◆ **EXERCISE**
Within the listing below, count the lines that include "which" and give the count alone.

◆ **RECORDS SUPPLIED**
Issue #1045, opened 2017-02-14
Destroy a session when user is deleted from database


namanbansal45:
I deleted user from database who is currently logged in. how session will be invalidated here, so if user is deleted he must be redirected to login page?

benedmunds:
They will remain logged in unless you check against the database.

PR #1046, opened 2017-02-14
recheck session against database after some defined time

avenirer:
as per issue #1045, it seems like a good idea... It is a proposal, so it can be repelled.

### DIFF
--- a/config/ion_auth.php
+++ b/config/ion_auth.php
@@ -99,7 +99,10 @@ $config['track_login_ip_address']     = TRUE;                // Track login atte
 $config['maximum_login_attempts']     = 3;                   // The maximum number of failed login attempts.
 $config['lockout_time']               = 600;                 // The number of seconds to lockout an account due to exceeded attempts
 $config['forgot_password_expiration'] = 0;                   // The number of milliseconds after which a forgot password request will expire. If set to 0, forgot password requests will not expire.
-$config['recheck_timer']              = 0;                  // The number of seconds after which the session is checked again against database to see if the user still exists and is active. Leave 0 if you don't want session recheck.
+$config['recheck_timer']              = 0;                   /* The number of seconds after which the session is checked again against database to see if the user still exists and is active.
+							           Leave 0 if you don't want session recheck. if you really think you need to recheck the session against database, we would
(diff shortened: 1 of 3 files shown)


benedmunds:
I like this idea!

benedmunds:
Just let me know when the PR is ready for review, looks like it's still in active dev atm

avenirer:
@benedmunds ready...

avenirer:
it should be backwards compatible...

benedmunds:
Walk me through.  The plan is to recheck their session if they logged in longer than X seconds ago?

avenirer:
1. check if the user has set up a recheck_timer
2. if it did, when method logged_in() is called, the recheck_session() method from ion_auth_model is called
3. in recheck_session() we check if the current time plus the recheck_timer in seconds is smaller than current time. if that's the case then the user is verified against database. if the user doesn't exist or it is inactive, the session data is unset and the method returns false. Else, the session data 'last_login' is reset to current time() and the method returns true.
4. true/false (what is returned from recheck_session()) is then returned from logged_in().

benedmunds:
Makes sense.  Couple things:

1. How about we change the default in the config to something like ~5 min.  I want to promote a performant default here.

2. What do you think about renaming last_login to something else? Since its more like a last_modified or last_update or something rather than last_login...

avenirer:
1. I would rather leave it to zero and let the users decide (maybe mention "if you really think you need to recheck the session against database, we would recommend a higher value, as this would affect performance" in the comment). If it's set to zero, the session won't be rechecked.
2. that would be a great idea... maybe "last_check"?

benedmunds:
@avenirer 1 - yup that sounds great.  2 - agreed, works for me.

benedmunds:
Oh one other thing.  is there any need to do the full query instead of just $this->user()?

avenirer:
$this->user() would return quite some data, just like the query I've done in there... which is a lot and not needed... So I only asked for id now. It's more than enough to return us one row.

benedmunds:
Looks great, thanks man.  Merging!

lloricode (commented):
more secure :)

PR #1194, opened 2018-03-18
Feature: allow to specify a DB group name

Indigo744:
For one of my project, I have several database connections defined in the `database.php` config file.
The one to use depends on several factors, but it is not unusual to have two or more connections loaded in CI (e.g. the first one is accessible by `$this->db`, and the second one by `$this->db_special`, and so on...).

◆ **SOLUTION**
4